Valeant: Catalysts For Insolvency

| About: Valeant Pharmaceuticals (VRX)

Summary

Valeant will not be able to pay down its debts without selling assets.

The firm's near-term pipeline drug, Brodalumab, will strain the firm's solvency.

Valeant's problems stem from a fundamentally broken business model, and leadership changes will be unable to rectify the problem.

Valeant (NYSE:VRX) will not be able to pay down its debts without selling assets. And the drugs in its near-term pipeline will be unable to negate the reduced EBITDA resulting from the loss of several patent exclusivities in 2017.

I reiterate my position on Brodaludab. Valeant overpaid for the drug; it is unsafe, and its cash flow will not defray the costs of bringing it to market for at least eight quarters. Brodalumab is competing in a crowded field and will most likely have a black box warning due to its risk of suicide and suicidal ideation.

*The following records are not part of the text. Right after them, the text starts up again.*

PR #943, opened 2019-02-07
Fix inputs not meeting WCAG 2.1 colour contrast

jamesjacobs:
This branch changes contains the following fixes to meet GUI elements WCAG 2.1 contrast requirements:

- All inputs now have a darker border
- Toggle switch off background is slightly darker
- Range slider has a slightly lighter track background colour but a darker border colour. Focus styles have also being included and IE9 fallbacks added (previously missing).
- Select2's now have the same bg colour as other inputs.

Before:
screenshot 2019-02-07 at 16 49 11

After:
screenshot 2019-02-07 at 16 48 28


stylesheets/_component.range-slider.scss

It's Not Joe Papa's Fault.

Source: Investors.com

In Joe Papa's interview at the BMO Healthcare Conference he mentioned headline risk as one of the biggest challenges facing Valeant. Specifically, he mentioned writers constantly bashing the stock in search of 'clicks.' This sounds suspiciously like Seeking Alpha.

Seeing as my primary activity on Seeking Alpha is to cover Valeant, I decided to look at my behavior and ask myself if I have been fair to Joe Papa and the new management team at Valeant.

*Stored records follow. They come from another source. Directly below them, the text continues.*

PR #945, opened 2019-02-11
Initial attempt to standardise datatable options into an extendable method

### LINKED ISSUE #944: Add ability to override datatable init() method
**Is your feature request related to a problem? Please describe.**
XFP need to deploy a datatable which uses AJAX as the data source. Currently there's no way for a datatable to bypass the Pulsar init() method while retaining datatable styling.

**Describe the solution you'd like**
Either a simple `data-init="false"` option which would stop a given table from being initialised, and/or a new method which would allow developers to fetch the desired DT options which Pulsar uses for datatable functionality.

The answer to this question is no, especially in regards to my article "Joe Papa: Problem or Solution."

The substantial decline in Valeant's stock price over the past seven months is not Joe Papa's fault, and it probably would have occurred no matter who was running the company.

What is the problem with Valeant?

Valeant is still suffering from legacy issues stemming from a business model that is fundamentally broken. The company's pipeline will not save it and may end up doing more harm than good in regards to short term solvency,

Valeant acquired assets like Addyi and Brodalumab under two assumptions that no longer are true.

1. Valeant assumed It would be able to raise prices exponentially on the drugs.

2. Valeant assumed it would be able to improve price elasticity with Philidor.

Now that Valeant's relationship with Philidor is over, and regulatory scrutiny prevents the company from raising prices substantially, the value of its acquisitions are worth dramatically less than what was paid for them.

In the case of Brodalumab and Addyi, I believe they are worth less (in the short-term) than what it would cost to advertise them and bring them to market.

$300 million in Brodalumab sales, as Starfish Investing suggested, is impossible. Joe Papa himself seemed to indicate that the drug would receive a black box warning based on its suicide link.

Doctors and patients would have to be educated on Brodalumab's risks, and since the risk of depression and suicide is already elevated in plaque psoriasis patients, doctors are unlikely to choose this drug when safer drugs like Stelara exist.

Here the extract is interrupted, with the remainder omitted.